Не зная, куда себя деть, я очень остро чувствовала и тревогу, животное чутье звериной ипостаси, ощущая себя на редкость беззащитной перед тем, что, знала, грядет. А если я вообще никогда больше не смогу перекинуться? Как кот? Только он-то застрял в зверином облике, поди уже и не помнит, как человеком был, а я? Как мне забыть эти ощущения?..
Приступ острой жалости к себе бесцеремонно прервали. На поляну, прошуршав по кустам, выбралась куница. Замерла на границе леса, рассматривая меня и словно прикидывая — опасно-неопасно? И решила, что такое соседство ничем ей не помешает.
Пока я хлопала глазами от чужой наглости, она юрко прошмыгнула ко мне, взобралась цепкими лапками по штанине, застыла на секунду, рассматривая поближе черными бусинами глаз, и сунула мордочку в карман, откуда вкусно пахло хлебом — выходя из дома, я захватила с собой зачерствевшую корочку, чтобы скормить синицам.

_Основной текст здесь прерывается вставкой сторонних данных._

PR #3482, opened 2019-04-30
Features and fixes for the 2D renderer

rainsing:
### Purpose of this PR
Brings a batch of 2D renderer changes to master.

Really sorry for the gigantic PR. After we ship the first preview, we'll to change our development strategy to produce smaller PRs, and do PRs more often.

Notable changes to LWRP and SG: 
- Added two SG master nodes: Sprite Lit and Sprite Unlit
- GetDefaultShader() is added to ScriptableRendererData so that it can override the default shader returned by the pipeline asset.
- Two parameters, clearBlitTarget and pixelRect, were added to FinalBlitPass to give the pass more customizability. Used by the Pixel Perfect Camera. 
- Editor analytics are added for the 2D renderer.

---
### Release Notes
- Added two Shader Graph master nodes: Lit Sprite and Unlit Sprite. They only work with the 2D renderer.
- The 2D renderer and Light2D component received a number of improvements and are now ready to try as experimental features.

---
### Testing status
**Katana Tests**: Green Katana at 2619ba1
https://katana.bf.unity3d.com/projects/com.unity.render-pipelines/builders?ScriptableRenderLoop_branch=2d%2Fstaging&unity_branch=trunk&automation-tools_branch=master&sort=1-asc

- [x] Built a player

GFX tests: 
056_2D_Lights:
056_2D_Lights
056_2D_Lights_Shader_Graph:
056_2D_Lights_Shader_Graph
Unit tests:
Under `UnityEngine.Rendering.LWRP.Tests`, a few tests are added for the Light2D component. Also we migrated the existing tests for Pixel Perfect Camera to LWRP.

---
### Overall Product Risks
**Technical Risk**: Medium. Simply because a big amount of code was added. But most of it is experimental.

**Halo Effect**: Low. Changes are mostly for the 2D Renderer.

---
### Comments to reviewers


com.unity.shadergraph/Editor/AssetCallbacks/CreateSpriteLitShaderGraph.cs
```diff
@@ -0,0 +1,23 @@
...
+using UnityEditor.ProjectWindowCallback;
+
+namespace UnityEditor.ShaderGraph
+{
+    public class CreateSpriteLitShaderGraph : EndNameEditAction
+    {
+        [MenuItem("Assets/Create/Shader/2D Renderer/Lit Sprite Graph", false, 208)]
+        public static void CreateMaterialGraph()
+        {
+            ProjectWindowUtil.StartNameEditingIfProjectWindowExists(0, CreateInstance<CreateSpriteLitShaderGraph>(),
```
pbbastian: Use `GraphUtil.CreateNewGraph`

com.unity.shadergraph/Editor/AssetCallbacks/CreateSpriteUnlitShaderGraph.cs
```diff
@@ -0,0 +1,23 @@
...
+using UnityEditor.ProjectWindowCallback;
+
+namespace UnityEditor.ShaderGraph
+{
+    public class CreateSpriteUnlitShaderGraph : EndNameEditAction
+    {
+        [MenuItem("Assets/Create/Shader/2D Renderer/Unlit Sprite Graph", false, 208)]
+        public static void CreateMaterialGraph()
+        {
+            ProjectWindowUtil.StartNameEditingIfProjectWindowExists(0, CreateInstance<CreateSpriteUnlitShaderGraph>(),
```
pbbastian: Use `GraphUtil.CreateNewGraph`

com.unity.shadergraph/Editor/Data/MasterNodes/SpriteLitMasterNode.cs
```diff
@@ -0,0 +1,85 @@
...
+                new[]
+            {
+                PositionSlotId,
+                ColorSlotId,
+                MaskSlotId,
+                NormalSlotId,
+            });
+        }
+
+        //public NeededCoordinateSpace RequiresNormal(ShaderStageCapability stageCapability)
```
pbbastian: Remove commented code. Does `NormalMaterialSlot` actually work without this?

com.unity.render-pipelines.lightweight/Editor/2D/HeaderModifier.cs
```diff
@@ -0,0 +1,48 @@
+using System.Collections;
+using System.Collections.Generic;
+using UnityEngine;
+using UnityEngine.UIElements;
+using System;
+
+
+class HeaderModifier : IMGUIContainer
```
pbbastian: Needs a namespace

com.unity.render-pipelines.lightweight/Editor/2D/PixelPerfectCameraEditor.cs
```diff
@@ -0,0 +1,251 @@
+using System;
+using UnityEngine;
+using UnityEngine.Experimental.Rendering.LWRP;
+
+namespace UnityEditor.Experimental.Rendering.LWRP
+{
+    [CustomEditor(typeof(PixelPerfectCamera))]
+    public class PixelPerfectCameraEditor : Editor
```
pbbastian: Does this need to be `public`?

Verasl:
So there is a lot of little UX/Workflow issues, along with missing Docs/Tests but I know most of these cannot be solved in this PR alone, we can discuss more in the 2D Renderer meeting sync

rainsing:
> Sprite Lit, Sprite Unlit, and accompanying code should live in LWRP package instead

This is done in 5eff437.

> Looks like there's a lot of stuff in `UnityEditor.Experimental.Rendering.LWRP`. Is it intentional that it is in the experimental namespace?

Yes. The whole 2D renderer will be experimental when we first ship it.

> What's with all the types prefixed with `_`?

It's because the symbol names would start with a number (2DSomething) if we don't prefix them with _. I'll ask around in the coding convention channel about this.

com.unity.shadergraph/Editor/AssetCallbacks/CreateSpriteLitShaderGraph.cs
rainsing: Fixed in 1080ea3.

com.unity.shadergraph/Editor/AssetCallbacks/CreateSpriteUnlitShaderGraph.cs
rainsing: Fixed in 1080ea3.

com.unity.shadergraph/Editor/Data/MasterNodes/SpriteLitMasterNode.cs
rainsing: Removed commented code in b7c8a6d. @unity-cchu Do you have an idea why this was commented out in the first place?

com.unity.render-pipelines.lightweight/Editor/2D/HeaderModifier.cs
rainsing: Fixed in b7c8a6d.

com.unity.render-pipelines.lightweight/Editor/2D/PixelPerfectCameraEditor.cs
rainsing: No, it doesn't. Fixed in b7c8a6d.

rainsing:
> Getting asserts when a new 2D renderer is assigned directly to the pipeline asset and a material preview window is visible, this doesn't happen when only a camera override is used.

Tried to reproduce this but couldn't. More info about the steps or a repro project?

rainsing:
> So there is a lot of little UX/Workflow issues, along with missing Docs/Tests but I know most of these cannot be solved in this PR alone, we can discuss more in the 2D Renderer meeting sync

Yeah let's talk about UX during the meeting. Regarding docs, we do have a very detailed manual, just need to figure out where and how to publish it. And what tests do you think we're missing?

Verasl:
> > Getting asserts when a new 2D renderer is assigned directly to the pipeline asset and a material preview window is visible, this doesn't happen when only a camera override is used.
> 
> Tried to reproduce this but couldn't. More info about the steps or a repro project?

Actually this seemingly happens without the 2D renderer assigned as well(just not a frequent) so ignore this.

com.unity.render-pipelines.lightweight/Runtime/2D/Passes/Render2DLightingPass.cs
```diff
@@ -49,37 +57,58 @@ public override void Execute(ScriptableRenderContext context, ref RenderingData
...
+                    cmd.name = "Render Lights - " + SortingLayer.IDToName(layerToRender);
+#endif
+                    RendererLighting.RenderLights(camera, cmd, layerToRender);
+                }
+                else
+                {
+                    RendererLighting.ClearDirtyLighting(cmd);
+                }
+
+                SetRenderTarget(cmd, colorAttachment, RenderBufferLoadAction.Load, RenderBufferStoreAction.Store, ClearFlag.None, Color.white, TextureDimension.Tex2D);
```
phi-lira: LWRP does auto target setup management now. If you implement ScriptableRenderPass.Configure in your render pass and inside it call ConfigureTarget(RenderTargetIdentifier colorAttachment) it will do this for. 

The advantage is that LWRP will propertly setup the load/store actions.

com.unity.render-pipelines.lightweight/Runtime/2D/Passes/Utility/RendererLighting.cs
```diff
@@ -142,7 +152,7 @@ static private bool RenderLightSet(Camera camera, int lightOpIndex, CommandBuffe
             return renderedAnyLight;
         }
 
-        static private void RenderLightVolumeSet(Camera camera, int lightOpIndex, CommandBuffer cmdBuffer, int layerToRender, RenderTargetIdentifier renderTexture, List<Light2D> lights)
+        static private void RenderLightVolumeSet(Camera camera, int blendStyleIndex, CommandBuffer cmdBuffer, int layerToRender, RenderTargetIdentifier renderTexture, List<Light2D> lights)
```
phi-lira: This method has some duplicated code with RenderLightSet. Refactoring it to be more modular will improve maintanance cost / reduce risk of forgetting to updated in both places.

com.unity.render-pipelines.lightweight/Runtime/2D/Passes/Utility/RendererLighting.cs
```diff
@@ -290,40 +329,33 @@ static public void RenderNormals(ScriptableRenderContext renderContext, CullingR
...
-                    cmdBuffer.EnableShaderKeyword(keyword);
-                else
-                {
-                    cmdBuffer.DisableShaderKeyword(keyword);
+                if (!s_BlendStyles[i].enabled)
                     continue;
-                }
 
-                string sampleName = "2D Lights - " + s_LightOperations[i].name;
+                string sampleName = "2D Lights - " + s_BlendStyles[i].name;
```
phi-lira: This is creating GC pressure.

com.unity.render-pipelines.lightweight/Runtime/2D/_2DRenderer.cs
```diff
@@ -6,22 +6,81 @@ namespace UnityEngine.Experimental.Rendering.LWRP
     internal class _2DRenderer : ScriptableRenderer
```
phi-lira: Still think this _ prefix is weird / against code styles. Not sure what to suggest though.

com.unity.shadergraph/Editor/Data/MasterNodes/SpriteLitMasterNode.cs
pbbastian: But your changes to `GraphUtil` makes it only generate normals if needed by a node. If you do not have this method, then your master node won't need the normal, and it might not be there. Have you tried whether it works in a graph with only the master node?

com.unity.render-pipelines.lightweight/Runtime/ScriptableRendererData.cs
```diff
@@ -47,6 +47,11 @@ internal virtual Material GetDefaultMaterial(DefaultMaterialType materialType)
         {
             return null;
         }
+
+        internal virtual Shader GetDefaultShader()
```
phi-lira: Should this be implemented in the forward renderer data?

com.unity.render-pipelines.lightweight/Shaders/2D/Sprite-Lit-Default.shader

Не успела я опомниться, как меня уже обокрали — корочка, подцепленная острыми, как иглы, зубами, вынырнула из кармана и по широкой дуге плюхнулась в снег.
От неожиданности я лязгнула на куницу зубами, за что заслужила скептично-осуждающий взгляд, дескать, чего буянишь? После чего зверек ловко спрыгнул прямо к добыче и скрылся с ней в лесу.
— Ты же хищник, черт возьми! — напомнила я. — Как и я!
Но жалобливое настроение уже прошло. Сидеть на столе тоже стало холодно — пришлось возвращаться.
Пару недель стояла тишина — в переносном смысле. На самом-то деле деревня кипела и бурлила, обсуждая выловленный на крещение труп, причины его гибели (хотя тут никто особо не сомневался — Генка пил в три горла и многие ему именно такую смерть пророчили) и мое невольное в этой истории участие. Похоже, деревня разделилась на два лагеря — одних, как и участкового, столь подозрительное совпадение насторожило и они окончательно убедились в моей ведьминской сущности, другие апеллировали, что прыгнуть-то я собиралась и предлагали повторить на бис. Спустя неделю я нашла на своем пороге пластиковую бутылку, с коряво приклеенным тетрадным листом, на котором крупными буквами было написано: «Святая вода», а еще через день едва не убилась, поскользнувшись на крыльце — кто-то залил его водой (подозреваю, тоже освященной). Полагаю, изрыгаемые мной словесные конструкции вполне могли сойти за проклятие, посланное на головы незадачливых экспериментаторов.
Помимо сплетен к началу февраля по деревне начало ходить и кое-что более существенное — простуды. Поэтому конец января, да и первые февральские дни я по большей части проводила за кухонным столом: несмотря на то, что деревенские так и не определились, кем меня считать, они охотно пользовались помощью, принимая мази, отвары, сборы и ругань (я тебе говорила — не лезть на крышу?! Куда тебя, с твоей спиной, понесло?!) с равным смирением.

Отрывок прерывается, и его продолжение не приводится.